Porton Pharma Solutions Ltd(300363) comments on 2021 annual performance forecast: Porton Pharma Solutions Ltd(300363) : the performance exceeded expectations and the world-class cdmo developed rapidly

\u3000\u3000 Porton Pharma Solutions Ltd(300363) (300363)

Event overview

On January 16, 2022, Porton Pharma Solutions Ltd(300363) released the performance forecast for 2021: the company expects to achieve an annual operating revenue of 3.004 billion yuan – 3.108 billion yuan, a year-on-year increase of 45% – 50%; It is estimated that the net profit attributable to the parent company in the whole year will be 500-532 million yuan, with a year-on-year increase of 54% – 64%; It is expected that the net profit of non parent company deduction in the whole year will be 519 million yuan – 548 million yuan, with a year-on-year increase of 80% – 90%.

The performance exceeded expectations, and the revenue side exceeded the 3 billion yuan mark

It is estimated that the operating revenue will reach 3.004 billion yuan – 3.108 billion yuan in 2021, with a year-on-year increase of 45% – 50%.

Quarter by quarter, Q4 is expected to achieve revenue of 932 million yuan – 1.034 billion yuan, a new high in a single quarter. It is expected to increase by 60% – 77% year-on-year and 20% – 34% month on month. The revenue side shows an increasing trend quarter by quarter. We think it benefits from: 1. The cdmo project structure of raw materials continues to be optimized, especially the proportion of advanced intermediates and API with high added value and high gross profit. 2. The replenishment of the company’s new capacity in 2021 also drives the growth of the revenue side.

Under the loss of new business, the profit side still has super excellent performance

It is estimated that the net profit attributable to the parent company in the whole year will be 500-532 million yuan, with a year-on-year increase of 54% – 64%; It is expected that the net profit of non parent company deduction in the whole year will be 519 million yuan – 548 million yuan, with a year-on-year increase of 80% – 90%.

In terms of business segments, API cdmo contributes all profits, preparation cdmo and cell gene therapy cdmo are in the stage of gradually delivering customer projects and have a certain income contribution, but they are in the period of high investment.
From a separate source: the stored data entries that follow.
Issue #57015, opened 2022-01-20
Luminance calculation formula appears to be wrong


Ansraer:
### Godot version

4.0

### System information

Windows 10 Vulkan

### Issue description

I am currently reading Godot's shader code and was a bit stumped when I stumbled across how the luminance was calculated. Godot currently uses `luminance = max(color.r, max(color.g, color.b));`.

While this estimation should work okay-ish for most use cases it is not technically correct, since the human eye is far more sensitive to green colors.

According to e.g. Fillament or Wikipedia more correct formulas would be:
`L = 0.299*R + 0.587*G + 0.114*B` and `L = 0.2126*R + 0.7152*G + 0.0722*B`  for gamma corrected content.
(in practise this should obviously be calculated as a dot product)

This means that in a worst-case scenario (e.g. when the color is `{0,0,1}`) the currently calculated luminance value could be many times higher than it should be.

I did find a comment in luminance_reduce_raster.glsl#L59 that mentions the correct formula but implies that using it overexposes the result. This might imply that there are some other problems with how Godot handles luminance.

### Steps to reproduce

1. Open shaders/copy.glsl
2. Scroll to line 189
3. Be confused

### Minimal reproduction project

Should be present in all Godot projects.

### Effected shaders I found so far:
copy.glsl#L189
effect_blur.glsl#L285
blur_raster.glsl#L126
luminance_reduce_raster.glsl#L57
luminance_reduce.glsl#L47

advent94:
@Calinou this change was merged: https://github.com/godotengine/godot/blob/master/core/math/color.h

PR #87360, opened 2024-01-19
Implement glow/bloom on compatibility renderer

### LINKED ISSUE #66455: OpenGL: Environment glow not implemented yet
*Related to https://github.com/godotengine/godot/issues/66457.*

### Godot version

4.0.beta (53d2a9acd)

### System information

Fedora 36, GeForce GTX 1080 (NVIDIA 515.65.01)

### Issue description

Glow has no effect on the displayed scene when enabled in OpenGL, regardless of the value of **Bloom** or **HDR Threshold**.

Both glow and adjustments are enabled on the example below.

### Steps to reproduce

- Switch to the OpenGL driver in the Project Settings.
  - Make sure to start the editor with single-window mode enabled afterwards. This can be done by enabling **Single Window Mode** in the Editor Settings before changing the driver, or by opening the project in the editor directly with the `--single-window` [command line argument](https://docs.godotengine.org/en/latest/tutorials/editor/command_line_tutorial.html).
- Add a WorldEnvironment node, a Camera3D node and a MeshInstance3D in front of the camera.
- Enable glow and adjustments. Change brightness/contrast/saturation to make a visible difference in the scene.

[test_opengl_glow_adjustments_editor.zip](https://github.com/godotengine/godot/files/9648499/test_opengl_glow_adjustments_editor.zip)

BastiaanOlij:
This is a fairly straight forward and basic implementation of glow. For now we've left out some of the bells and whistles to keep this performant on mobile devices.

This PR also enabled/abuses the `2D HDR` setting on viewports to cause the viewport to use an RGBA16F buffer allowing for high dynamic range for both 2D and 3D output. Colors are still output in sRGB color space so it's more an approximation but it works.

The glow works using "Dual filtering" to blur the source image which is more limited to what we're doing in the Vulkan renderer (but much more bandwidth efficient). Right now we're also using simple blending to apply the glow to the final image, functional and fast, but not as pretty as what the Vulkan render does.

image

See [Marius Bjørge presentation at Siggraph 2015 "Bandwidth-Efficient Rendering"](https://community.arm.com/cfs-file/__key/communityserver-blogs-components-weblogfiles/00-00-00-20-66/siggraph2015_2D00_mmg_2D00_marius_2D00_slides.pdf) for more info on the blur effect being used.

Without HDR enabled we need to apply our luminance multiplier trick that we also use on Vulkan Mobile (but now in sRGB space which in theory should have less banding issues) where we use an RGB10A2 buffer.

> Note: Glow on a viewport with a transparent background **only** works when HDR is enabled. We can not use the luminance multiplier trick in this case due to using RGBA8 buffers.
> If glow is used with stereo rendering, this disables the benefits of foveated rendering as we are using an intermediate buffer.

- *Production edit: This closes https://github.com/godotengine/godot/issues/66455.*
- *Production edit: This closes godotengine/internal-team-priorities#16*

### DIFF
--- a/drivers/gles3/shaders/effects/glow.glsl
+++ b/drivers/gles3/shaders/effects/glow.glsl
@@ -1,0 +1,113 @@
+/* clang-format off */
+#[modes]
+
+// Based on Dual filtering glow as explained in Marius Bjørge presentation at Siggraph 2015 "Bandwidth-Efficient Rendering"
+
+mode_filter = #define MODE_FILTER
+mode_downsample = #define MODE_DOWNSAMPLE
+mode_upsample = #define MODE_UPSAMPLE
+
+#[specializations]
+
+USE_MULTIVIEW = false
+
+#[vertex]
+layout(location = 0) in vec2 vertex_attrib;
+
+/* clang-format on */
+
+out vec2 uv_interp;
+
+void main() {
+	uv_interp = vertex_attrib * 0.5 + 0.5;
+	gl_Position = vec4(vertex_attrib, 1.0, 1.0);
+}
+
+/* clang-format off */
+#[fragment]
+/* clang-format on */
+
+#ifdef MODE_FILTER
+#ifdef USE_MULTIVIEW
+uniform sampler2DArray source_color; // texunit:0
+#else
+uniform sampler2D source_color; // texunit:0
+#endif // USE_MULTIVIEW
+uniform float view;
+uniform vec2 pixel_size;
+uniform float luminance_multiplier;
+uniform float glow_bloom;
+uniform float glow_hdr_threshold;
+uniform float glow_hdr_scale;
+uniform float glow_luminance_cap;
+#endif // MODE_FILTER
+
+#ifdef MODE_DOWNSAMPLE
+uniform sampler2D source_color; // texunit:0
+uniform vec2 pixel_size;
+#endif // MODE_DOWNSAMPLE
+
+#ifdef MODE_UPSAMPLE
+uniform sampler2D source_color; // texunit:0
+uniform vec2 pixel_size;
+#endif // MODE_UPSAMPLE
+
+in vec2 uv_interp;
+
+layout(location = 0) out vec4 frag_color;
+
+void main() {
+#ifdef MODE_FILTER
+	// Note, we read from an image with double resolution, so we average those out
+#ifdef USE_MULTIVIEW
+	vec2 half_pixel = pixel_size * 0.5;
+	vec3 uv = vec3(uv_interp, view);
+	vec3 color = textureLod(source_color, uv, 0.0).rgb * 4.0;
+	color += textureLod(source_color, uv - vec3(half_pixel, 0.0), 0.0).rgb;
+	color += textureLod(source_color, uv + vec3(half_pixel, 0.0), 0.0).rgb;
+	color += textureLod(source_color, uv - vec3(half_pixel.x, -half_pixel.y, 0.0), 0.0).rgb;
+	color += textureLod(source_color, uv + vec3(half_pixel.x, -half_pixel.y, 0.0), 0.0).rgb;
+#else
+	vec2 half_pixel = pixel_size * 0.5;
+	vec2 uv = uv_interp;
+	vec3 color = textureLod(source_color, uv, 0.0).rgb * 4.0;
+	color += textureLod(source_color, uv - half_pixel, 0.0).rgb;
+	color += textureLod(source_color, uv + half_pixel, 0.0).rgb;
+	color += textureLod(source_color, uv - vec2(half_pixel.x, -half_pixel.y), 0.0).rgb;
+	color += textureLod(source_color, uv + vec2(half_pixel.x, -half_pixel.y), 0.0).rgb;
+#endif // USE_MULTIVIEW
+	color /= luminance_multiplier * 8.0;
+
+	float luminance = dot(color, vec3(0.2126, 0.7152, 0.0722));
+	float feedback = max(smoothstep(glow_hdr_threshold, glow_hdr_threshold + glow_hdr_scale, luminance), glow_bloom);
+
+	color = min(color * feedback, vec3(glow_luminance_cap));
+
+	frag_color = vec4(luminance_multiplier * color, 1.0);
+#endif // MODE_FILTER
+
+#ifdef MODE_DOWNSAMPLE
+	vec2 half_pixel = pixel_size * 0.5;
+	vec4 color = textureLod(source_color, uv_interp, 0.0) * 4.0;
+	color += textureLod(source_color, uv_interp - half_pixel, 0.0);
+	color += textureLod(source_color, uv_interp + half_pixel, 0.0);
+	color += textureLod(source_color, uv_interp - vec2(half_pixel.x, -half_pixel.y), 0.0);
+	color += textureLod(source_color, uv_interp + vec2(half_pixel.x, -half_pixel.y), 0.0);
+	frag_color = color / 8.0;
+#endif // MODE_DOWNSAMPLE
+
+#ifdef MODE_UPSAMPLE
+	vec2 half_pixel = pixel_size * 0.5;
+
+	vec4 color = textureLod(source_color, uv_interp + vec2(-half_pixel.x * 2.0, 0.0), 0.0);
+	color += textureLod(source_color, uv_interp + vec2(-half_pixel.x, half_pixel.y), 0.0) * 2.0;
+	color += textureLod(source_color, uv_interp + vec2(0.0, half_pixel.y * 2.0), 0.0);
+	color += textureLod(source_color, uv_interp + vec2(half_pixel.x, half_pixel.y), 0.0) * 2.0;
+	color += textureLod(source_color, uv_interp + vec2(half_pixel.x * 2.0, 0.0), 0.0);
+	color += textureLod(source_color, uv_interp + vec2(half_pixel.x, -half_pixel.y), 0.0) * 2.0;
+	color += textureLod(source_color, uv_interp + vec2(0.0, -half_pixel.y * 2.0), 0.0);
+	color += textureLod(source_color, uv_interp + vec2(-half_pixel.x, -half_pixel.y), 0.0) * 2.0;
+
+	frag_color = color / 12.0;
+#endif // MODE_UPSAMPLE
+}
--- a/drivers/gles3/shaders/effects/post.glsl
+++ b/drivers/gles3/shaders/effects/post.glsl
@@ -1,0 +1,96 @@
+/* clang-format off */
+#[modes]
+mode_default = #define MODE_DEFAULT
+// mode_glow = #define MODE_GLOW
+
+#[specializations]
+
+USE_MULTIVIEW = false
+USE_GLOW = false
+USE_LUMINANCE_MULTIPLIER = false
+
+#[vertex]
+layout(location = 0) in vec2 vertex_attrib;
+
+/* clang-format on */
+
+out vec2 uv_interp;
+
+void main() {
+	uv_interp = vertex_attrib * 0.5 + 0.5;
+	gl_Position = vec4(vertex_attrib, 1.0, 1.0);
+}
+
+/* clang-format off */
+#[fragment]
+/* clang-format on */
+
+#include "../tonemap_inc.glsl"
+
+#ifdef USE_MULTIVIEW
+uniform sampler2DArray source_color; // texunit:0
+#else
+uniform sampler2D source_color; // texunit:0
+#endif // USE_MULTIVIEW
+
+uniform float view;
+uniform float luminance_multiplier;
+
+#ifdef USE_GLOW
+uniform sampler2D glow_color; // texunit:1
+uniform vec2 pixel_size;
+uniform float glow_intensity;
+
+vec4 get_glow_color(vec2 uv) {
+	vec2 half_pixel = pixel_size * 0.5;
+
+	vec4 color = textureLod(glow_color, uv + vec2(-half_pixel.x * 2.0, 0.0), 0.0);
+	color += textureLod(glow_color, uv + vec2(-half_pixel.x, half_pixel.y), 0.0) * 2.0;
+	color += textureLod(glow_color, uv + vec2(0.0, half_pixel.y * 2.0), 0.0);
+	color += textureLod(glow_color, uv + vec2(half_pixel.x, half_pixel.y), 0.0) * 2.0;
+	color += textureLod(glow_color, uv + vec2(half_pixel.x * 2.0, 0.0), 0.0);
+	color += textureLod(glow_color, uv + vec2(half_pixel.x, -half_pixel.y), 0.0) * 2.0;
+	color += textureLod(glow_color, uv + vec2(0.0, -half_pixel.y * 2.0), 0.0);
+	color += textureLod(glow_color, uv + vec2(-half_pixel.x, -half_pixel.y), 0.0) * 2.0;
+
+	return color / 12.0;
+}
+#endif // USE_GLOW
+
+in vec2 uv_interp;
+
+layout(location = 0) out vec4 frag_color;
+
+void main() {
+#ifdef USE_MULTIVIEW
+	vec4 color = texture(source_color, vec3(uv_interp, view));
+#else
+	vec4 color = texture(source_color, uv_interp);
+#endif
+
+#ifdef USE_GLOW
+	vec4 glow = get_glow_color(uv_interp) * glow_intensity;
+
+	// Just use softlight...
+	glow.rgb = clamp(glow.rgb, vec3(0.0f), vec3(1.0f));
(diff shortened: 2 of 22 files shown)


BastiaanOlij:
This is now working both in HDR and normal mode. In normal mode we render to RGB10A2 as before, but if glow is enabled we apply a multiplier. Needs testing to see if this leads to unwanted banding. We could play with the multiplier to see if we can find a better balance if needed.

Also still need to test in stereo

BastiaanOlij:
@clayjohn would be good if you could have a first look at this and give some feedback on what else we should do here.

clayjohn:
We discussed hiding the "level" properties and the "normalized" property.

You can hide them from the editor here (note this only hides it from the editor, it doesn't change saving/loading):
https://github.com/godotengine/godot/blob/51991e20143a39e9ef0107163eaf283ca0a761ea/scene/resources/environment.cpp#L1065-L1071


Then you just have to remember to call `notify_property_list_changed()` here:
https://github.com/godotengine/godot/blob/51991e20143a39e9ef0107163eaf283ca0a761ea/scene/resources/environment.cpp#L602-L620

BastiaanOlij:
> We discussed hiding the "level" properties and the "normalized" property.

I've hidden all glow properties we currently don't support. There might be one or two that we can add support for. 
Clang format was being a bit annoying though.

I wasn't sure if `notify_property_list_changed` was required, it's called on `set_glow_enabled` which is the only thing that impacts visibility here.

Calinou (commented):
Tested locally, it works as expected in 3D.

**Testing project:** [test_glow_compatibility.zip](https://github.com/godotengine/godot/files/14101582/test_glow_compatibility.zip)

One issue however is that since the preview environment has glow enabled by default, it looks very focused and very strong in Compatibility:

Forward+ | Mobile | Compatibility
-|-|-
Screenshot_20240130_174402 | Screenshot_20240130_174416 | Screenshot_20240130_174349

To avoid this, I suggest disabling glow in the preview environment (at least when Compatibility is used), which will also help improve performance on integrated graphics.

In 2D, setting background mode to **Canvas** then enabling glow results in a black viewport:

Glow disabled | Glow enabled
-|-
image | image

This occurs regardless of whether **HDR 2D** is enabled in the project settings.

Also, I'm surprised only the **Intensity** setting is available. Shouldn't there be **Bloom** and **HDR Threshold** properties at least, so you get more control over where glow appears?

BastiaanOlij:
@Calinou I added support for bloom and the thresholds, turned out to be easier than I thought, that makes it work pretty close to the original.

I'll have a look at the canvas mode, I think that might be a result of 2D stuff not being copied to the new intermediate buffer.

BastiaanOlij:
Ok, fixed the canvas mode as well. Do note that 2D rendering caps the values so glow requires some bloom or a lower hdr threshold. Hopefully that is ok enough.

drivers/gles3/shaders/effects/glow.glsl
```diff
@@ -0,0 +1,113 @@
...
+	vec2 uv = uv_interp;
+	vec3 color = textureLod(source_color, uv, 0).rgb * 4.0;
+	color += textureLod(source_color, uv - half_pixel, 0).rgb;
+	color += textureLod(source_color, uv + half_pixel, 0).rgb;
+	color += textureLod(source_color, uv - vec2(half_pixel.x, -half_pixel.y), 0).rgb;
+	color += textureLod(source_color, uv + vec2(half_pixel.x, -half_pixel.y), 0).rgb;
+#endif // USE_MULTIVIEW
+	color /= luminance_multiplier * 8.0;
+
+	float luminance = max(color.r, max(color.g, color.b));
```
Ansraer, line 81: No no no no no no no
Not again, see #57015

Ansraer (changes requested):

DanielSnd:
I was testing this PR and disabling Depth Prepass in project settings seems to completely break rendering for me. Can reproduce the issue in @Calinou 's test project.

`driver/depth_prepass/enable=false`

drivers/gles3/shaders/effects/glow.glsl
BastiaanOlij: I'm not sure it does a very good job here, it basically only creates a glow effect if you overblow everything. With that formula the luminance value stays way too low unless you get near pure whites. I have a feeling that our emission color gets clamped somewhere even after our energy multiplier is applied.

BastiaanOlij: Ahhhhh, @clayjohn I think I might have found a snag, unless this is just the way it is. The problem here lies in tonemapping that blunts our color output. If I turn off tonemapping it behaves beautifully.  Normally we perform glow before tonemapping.

I'm wondering, seeing we're doing a post pass for glow anyway, should we disable the early tonemapping in our scene shader and do it as part of our post process shader?

BastiaanOlij:
> I was testing this PR and disabling Depth Prepass in project settings seems to completely break rendering for me. Can reproduce the issue in @Calinou 's test project.
> 
> `driver/depth_prepass/enable=false`

Good catch Daniel. Actually possibly not broken by this PR but already broken, writing to depth was disabled when clearing the depth buffer. Moved some code forward to fix.

drivers/gles3/shaders/effects/glow.glsl
BastiaanOlij: Aaaaaaand done! AND ITS SO MUCH BETTER!

Tonemapping in now applied in post IF glow is enabled (or 3D scaling is enabled). And it looks sooo much nicer :)

DanielSnd:
> > I was testing this PR and disabling Depth Prepass in project settings seems to completely break rendering for me. Can reproduce the issue in @Calinou 's test project.
> > `driver/depth_prepass/enable=false`
> 
> Good catch Daniel. Actually possibly not broken by this PR but already broken, writing to depth was disabled when clearing the depth buffer. Moved some code forward to fix.

Found a new issue with it, if there's a shader that's has the render modes `cull_front` and also `depth_draw_never` in the scene it either freezes the scene view or makes it really slow (depending on the complexity of the mesh I believe).

```
shader_type spatial;

render_mode cull_front,depth_draw_never;
```

Repro steps:
```
1 - Create a spatial shader with render_mode cull_front,depth_draw_never;
2 - Assign to a mesh in the scene (more complex meshes seem to make the problem worse).
3 - Turn off glow on world environment.
4 - Turn on glow on world environment.
5 - Try to rotate the scene view around, it'll be frozen or rotating with very delayed iterations.
```

drivers/gles3/shaders/effects/post.glsl
```diff
@@ -0,0 +1,96 @@
...
+
+#ifdef USE_GLOW
+uniform sampler2D glow_color; // texunit:1
+uniform vec2 pixel_size;
+uniform float glow_intensity;
+
+vec4 get_glow_color(vec2 uv) {
+	vec2 half_pixel = pixel_size * 0.5;
+
+	vec4 color = textureLod(glow_color, uv + vec2(-half_pixel.x * 2.0, 0.0), 0);
```
DanielSnd, line 47: When trying to run it on android I got an error about the textureLod not finding the correct overload. Instead of `, 0);` at the end it should be 0.0 so it's interpreted as a float instead of an int.

Updated it becomes:
```glsl
vec4 color = textureLod(glow_color, uv + vec2(-half_pixel.x * 2.0, 0.0), 0.0);
	color += textureLod(glow_color, uv + vec2(-half_pixel.x, half_pixel.y), 0.0) * 2.0;
	color += textureLod(glow_color, uv + vec2(0.0, half_pixel.y * 2.0), 0.0);
	color += textureLod(glow_color, uv + vec2(half_pixel.x, half_pixel.y), 0.0) * 2.0;
	color += textureLod(glow_color, uv + vec2(half_pixel.x * 2.0, 0.0), 0.0);
	color += textureLod(glow_color, uv + vec2(half_pixel.x, -half_pixel.y), 0.0) * 2.0;
	color += textureLod(glow_color, uv + vec2(0.0, -half_pixel.y * 2.0), 0.0);
	color += textureLod(glow_color, uv + vec2(-half_pixel.x, -half_pixel.y), 0.0) * 2.0;
```

drivers/gles3/shaders/effects/glow.glsl
```diff
@@ -0,0 +1,113 @@
...
+	color += textureLod(source_color, uv - vec3(half_pixel.x, -half_pixel.y, 0.0), 0).rgb;
+	color += textureLod(source_color, uv + vec3(half_pixel.x, -half_pixel.y, 0.0), 0).rgb;
+#else
+	vec2 half_pixel = pixel_size * 0.5;
+	vec2 uv = uv_interp;
+	vec3 color = textureLod(source_color, uv, 0).rgb * 4.0;
+	color += textureLod(source_color, uv - half_pixel, 0).rgb;
+	color += textureLod(source_color, uv + half_pixel, 0).rgb;
+	color += textureLod(source_color, uv - vec2(half_pixel.x, -half_pixel.y), 0).rgb;
+	color += textureLod(source_color, uv + vec2(half_pixel.x, -half_pixel.y), 0).rgb;
```
DanielSnd, line 77: When trying to run it on android I got an error about the textureLod not finding the correct overload. Instead of , 0); at the end it should be 0.0 so it's interpreted as a float instead of an int.

Updated it becomes:

```glsl
vec3 color = textureLod(source_color, uv, 0.0).rgb * 4.0;
	color += textureLod(source_color, uv - vec3(half_pixel, 0.0), 0.0).rgb;
	color += textureLod(source_color, uv + vec3(half_pixel, 0.0), 0.0).rgb;
	color += textureLod(source_color, uv - vec3(half_pixel.x, -half_pixel.y, 0.0), 0.0).rgb;
	color += textureLod(source_color, uv + vec3(half_pixel.x, -half_pixel.y, 0.0), 0.0).rgb;
#else
	vec2 half_pixel = pixel_size * 0.5;
	vec2 uv = uv_interp;
	vec3 color = textureLod(source_color, uv, 0.0).rgb * 4.0;
	color += textureLod(source_color, uv - half_pixel, 0.0).rgb;
	color += textureLod(source_color, uv + half_pixel, 0.0).rgb;
	color += textureLod(source_color, uv - vec2(half_pixel.x, -half_pixel.y), 0.0).rgb;
	color += textureLod(source_color, uv + vec2(half_pixel.x, -half_pixel.y), 0.0).rgb;	
```

Changing from 0 to 0.0 works and no longer fails the compilation on android.

DanielSnd (changes requested):
Found some issues when trying to run with this PR on android, it failed the shader compilation.

```c++
E 0:00:14:0887   _display_error_with_code: PostShaderGLES3: Fragment shader compilation failed:
ERROR: 0:250: 'textureLod' : no matching overloaded function found 
ERROR: 0:250: '=' :  cannot convert from 'const float' to '4-component vector of float'
ERROR: 0:251: 'textureLod' : no matching overloaded function found 
ERROR: 0:252: 'textureLod' : no matching overloaded function found 
ERROR: 0:253: 'textureLod' : no matching overloaded function found 
ERROR: 0:254: 'textureLod' : no matching overloaded function found 
ERROR: 0:255: 'textureLod' : no matching overloaded function found 
ERROR: 0:256: 'textureLod' : no matching overloaded function found 
ERROR: 0:257: 'textureLod' : no matching overloaded function found 
ERROR: 9 compilation errors.  No code generated.
```

I found out that it's because on the textureLod calls it's using 0 instead of 0.0 so it's being interpreted as an integer. Changing it to 0.0 in all the textureLod calls fixed the issue.

DanielSnd:
Not sure if this is the right place to put this, but I've been trying to check how the glow would run on my quest 2. After the fixes I pointed out above I managed to get it to run, however if I have both Glow and the MSAA enabled (in compatibility mode with the merged PR that introduces MSAA to compatibility mode) the game freezes on load and I have to force-restart the device.

If I disable MSAA the game starts just fine and I can see the glow effect, no errors, no problems.

If I disable glow and leave MSAA enabled the game starts just fine and I can see the MSAA effect, no glow but no errors no problems.

Having both enabled at the same time causes the freeze on load. (Black screen frozen)

I also tried to cheese the device by starting with MSAA on and glow off, and added a timer to a GDScript that enabled glow after 5 seconds. It still froze the device but in a different way. It took me to passthrough, and didn't recognize controllers or anything. Pressing power twice took me back to the game, I could look around for a moment, I didn't see any glow, but then it took me right back to passthrough.

BastiaanOlij:
> Found a new issue with it, if there's a shader that's has the render modes `cull_front` and also `depth_draw_never` in the scene it either freezes the scene view or makes it really slow (depending on the complexity of the mesh I believe).

Haven't been able to reproduce this so I think there is more going on in this example. Could use an MRP for this

BastiaanOlij:
> Having both enabled at the same time causes the freeze on load. (Black screen frozen)

I'm able to reproduce this but it has me stumped. There is nothing in the error log, renderdoc just shows that we're skipping rendering all together. Android is such a PITA to debug.

When using glow we're rendering to an intermediate buffer. When using MSAA on devices that have this capability (Quest does, PC does not), we're using a special MSAA GLES extension that does MSAA in tile memory and then directly resolves and writes to texture. So we're using that here on the intermediate buffer. 
My guess is that this is working correctly with our normal framebuffer, but failing on the intermediate buffer.

drivers/gles3/shaders/effects/glow.glsl
BastiaanOlij: This is fixed, also fixed issue where I broke sky radiance map rendering due to these changes...

DanielSnd:
> > Found a new issue with it, if there's a shader that's has the render modes `cull_front` and also `depth_draw_never` in the scene it either freezes the scene view or makes it really slow (depending on the complexity of the mesh I believe).
> 
> Haven't been able to reproduce this so I think there is more going on in this example. Could use an MRP for this

Makes sense, I tested on the new push and it's still happening, MRP attached:
[ReproGlowIssue.zip](https://github.com/godotengine/godot/files/14313780/ReproGlowIssue.zip)

BastiaanOlij:
I found out a big problem with our code, and this is probably not even introduced by glow but it came to the surface, is our handling of global state in OpenGL. We often leave stuff as is after a process finishes with the assumption that the next process doesn't mind.

One such thing is leaving shaders bound, we are finding out that more and more functions that seemingly do nothing with shaders, can still fail if the current bound shader does not match the current framebuffer setup. In our case here I got a bunch of error spam from a `glClear` in the canvas renderer, because of the last shader used during 3D rendering.

The other issue had to do with setting and retaining the last culling state and the last depth buffer state, both causing issues with the execution of our glow shader causing the UI to seemingly freeze (it was just not processing the glow shader). 

I've thus did a LOT of cleanup on the way we handle global state in the 3D rendering part. There is more here to do but I've done the basics. I don't like having this logic where it is however, it should be more central. One thing @clayjohn and I have been discussing in the past is to rename our `config` class to an more general purpose `opengl(_wrapper)` class. This class is already a mix of OpenGL status info and additional function handling, moving this into the `drivers/gles3` folder and implementing it to hold and modify global state, and do stuff such as tracking resources, seems like a good idea. Out of scope for this PR however.

clayjohn (approved):
I think there are a few more improvements we can make to this. But seeing how long the process has been, I'm happy to merge this for now and then make the improvements in follow up PRs.

Particularly, we should make follow up PRs to:
1. Improve the luminance calculation. Using the current method means that blue objects don't glow
2. start with a 1/4 res downsample instead of 1/2 res. This will expand the size of the glow a bit, but it will also reduce the cost of glow.

BastiaanOlij:
> 1. Improve the luminance calculation. Using the current method means that blue objects don't glow

cc @Ansraer :)

> 2. start with a 1/4 res downsample instead of 1/2 res. This will expand the size of the glow a bit, but it will also reduce the cost of glow.

I think this should be a setting, and we'll need to see how we can modify the downsample and upsample as the logic from the original dual filtering spec is purely 1/2 res downstep/upstep. 
I also think that in this case we should have the final upstep go to a glow buffer, right now I'm doing the final upstep as part of writing into the render buffer to save an extra step. But I don't think we can efficiently do that especially when combined with scaling.

It would definitely be nice to do these as follow up PRs.

akien-mga:
Thanks! Amazing work that should make a lot of happy users :tada:

theromis:
@BastiaanOlij thank you for great improvement, trying to use it with my project, I have unshaded shaders:
```
shader_type spatial;
render_mode unshaded;

uniform float glow_power : hint_range(1.0, 100.0) = 30.0;
uniform vec3 color : source_color = vec3(0.0, 0.686, 0.757);

void fragment() {
    ALBEDO = color * glow_power;
}
```

simple and stupid, but it works with mobile and forward+, but doesn't work with current main build, is it possible to make it work or maybe some workaround?

BastiaanOlij:
@theromis worth raising an issue for so it's not overlooked. In theory this should work, I don't see anything that stands out in the scene shader that would limit the output.

theromis:
@BastiaanOlij finally found env setup to make this shader work, sorry, false alarm, palette looks different but at least it works.

Screenshot 2024-03-11 at 10 47 42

It is expected that the two new business segments will reduce the net profit attributable to the shareholders of the listed company in the consolidated statements by about 100 million yuan. Throughout the year, the company’s overall profit margin was about 16.6% – 17.6%, with the loss of new business added back, the profit margin reached 20%, mainly due to the continuous improvement of the company’s profitability with the further improvement of the company’s capacity utilization and operation efficiency and the optimization of product structure.

In the era of boten 3.0, Trinity international cdmo service providers welcome the new wave

After 2022, the drug substance cdmo + Preparation cdmo + biological cdmo Troika will keep pace.

1) API cdmo: the driving force of short-term performance growth and the acceleration of product structure upgrading. The USD 217 million large order contract announced on November 30, 2021 drives the certainty and high elasticity of next year’s performance.

2) preparation cdmo: medium and long-term growth point, API + Preparation integrated service mode is deepened, moat, laboratory R & D and commercial production capacity are under active construction, and the future can be expected.

3) biological cdmo: medium and long-term growth point, outsourcing blue ocean market with unmet precision card position – cell gene therapy “track”, the three-stage capability circle is increasing step by step, and it is expected to become the first echelon of global cell gene therapy cdmo after 2025.

Investment suggestion: it is estimated that the net profit attributable to the parent company from 2021 to 2023 will be 510 million yuan, 890 million yuan and 990 million yuan respectively, with a year-on-year increase of 57%, 75% and 11%, maintaining the “recommended” rating.

Risk warning: the risk of performance falling short of expectations, new business investment risk and fixed asset investment risk.